PR #4259, opened 2017-05-09
Add 5x build for cross version testing

ruflin:
We have a 2x build to test against 2.x ES and LS. This 5x test environment is to test 6.x against 5.x.

A new jenkins job should be created to run these tests.


ruflin:
Here is the 5x jenkins job: http://build-eu-00.elastic.co/view/Beats/job/Beats-5x/

ruflin:
jenkins, retest it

# # # # # # #

What to do → Return the material exactly as it stands.

Answer to this exercise →
PR #4259, opened 2017-05-09
Add 5x build for cross version testing

ruflin:
We have a 2x build to test against 2.x ES and LS. This 5x test environment is to test 6.x against 5.x.

A new jenkins job should be created to run these tests.


ruflin:
Here is the 5x jenkins job: http://build-eu-00.elastic.co/view/Beats/job/Beats-5x/

ruflin:
jenkins, retest it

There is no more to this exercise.